Большой начальник был человеком занятым. Я успел произности только первое Corollary, практически больше ничего, и начальник сказал, что нам надо встретиться, и как можно раньше. Он говорил быстро, с энтузиазмом, перебивал сам себя.
– Приезжай ко мне прямо сейчас. Диктую: Голливуд, улица Цветочков-Лютиков...
– Подождите, – говорил ошарашенный я, – я в Нью-Йорке, недалеко от Times Square.
– Отлично, – говорил он, – у меня уже есть билет на самолет. Твой нигерийский акцент и рекомендации моей помощницы добавляют пикантность...
– Я простой американский программист, – говорил я, глотая невидимые миру слезы. – Я и думать не мог... В первом классе я вышел к доске читать наизусть стихотворение Некрасова и замолчал, не смог вымолвить ни слова...
– Прочти, прочти Некрасова...
– А вы ноктюрн сыграть могли бы на флейте водосточных труб? – путался я, но начальник Голливуда, подхваченный нашим общим волнением, не замечал этого.
– Я тридцать пять лет в этом бизнесе, – говорил он, – и вот наконец я встретил тебя...
– Мы встретимся, не знаю где и как, – читал я.
– Я вылетаю, – говорил он, – мы тебя будем использовать на постоянной основе. АТ&Т– они обойдутся без тебя. У меня много чего есть более подходящего.
Наконец мы взяли себя в руки.
– Давай сделаем все как следует, – сказал он.
– Давай, – согласился я.
– Мы сделаем тебе портфолио. Хорошие, качественные фотографии тебя: в профиль, анфас, сверху, снизу... за письменным столом, полуобнаженным в ванной...
– Может быть, лучше на кухне и в костюме? – я посмотрел на себя в зеркало.
– На кухне тоже, – сказал он. – Но в ванной обязательно. Я получил ре-ко-мен-да-ции от своей сотрудницы.

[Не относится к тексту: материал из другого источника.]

PR #13133, opened 2020-03-23
[WFLY-13273] Add tests for WFCORE-4860. The tests are required here a…

jamezp:
…s multiple deployments are required for testing.

https://issues.redhat.com/browse/WFLY-13273

Tests for https://github.com/wildfly/wildfly-core/pull/4112. This can be merged before as the tests should currently pass to prove the behavior is the same between the current implementation and the changed implementation.


jamezp:
These failures seem legitimate. I'll try to reproduce locally.

jamezp:
These failures are due to no EJB subsystem in the configs used. These will either need to be ignored or modified to either no use EJB's or know the subsystem is not present and ignore those missing messages.

bstansberry (approved):
The exclude was the right way to handle ts.layers.

Tests could check for system props ts.layers or ts.standalone.microprofile and if either is present behave differently, but I don't know if that's worth it. The logging subsystem is the same with all of these setups so there's not a lot of value in repeating the tests.

bstansberry:
@jamezp If this can be merged the core-upgrade-needed label can be removed.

«Но как же она все заметила, – подумал я. – Вот что значит профессионал».
– Записывай номер телефона, – сказал он. – Специальное фотоателье. Они все сделают как надо. Джулия Робертс была довольна, Каприо только пару снимков заставил переделать. Но если тебе ракурс не понравится – звони сразу мне. Я умею с ними разговаривать.
Номер я записал, но тут же запомнил его наизусть. Подумать только – сегодня я американский безработный, а завтра...
– За все снимки триста долларов, – сказал мне сотрудник ателье.
О деньгах я как-то не подумал и поблагодарил молча.
Я повесил трубку, и тут же перезвонил голливудскому начальнику. Я надеялся, что он еще не уехал в аэропорт. Я не хотел сам тратить триста долларов и надеялся, что он сможет оплатить начало моей новой деятельности по своим каналам, оформив это как выгодную инвестицию.
Я начал издалека.
– Триста долларов... Может быть, в настоящее время такой шаг с моей стороны не является необходимым...
– Хорошо, – буркнул он. – Мы будем использовать тебя в массовке.
И повесил трубку.
Так что если кто увидит скоро какой-нибудь популярный фильм, где в массовой сцене покажут человека, лицо которого все же будет не видно, – то, вполне возможно, этим человеком буду я.
Десять процентов – это комиссионные совсем небольшие, согласен. Но от фотоателье ребята c Times Square, думаю, имеют двадцать, а то и все тридцать.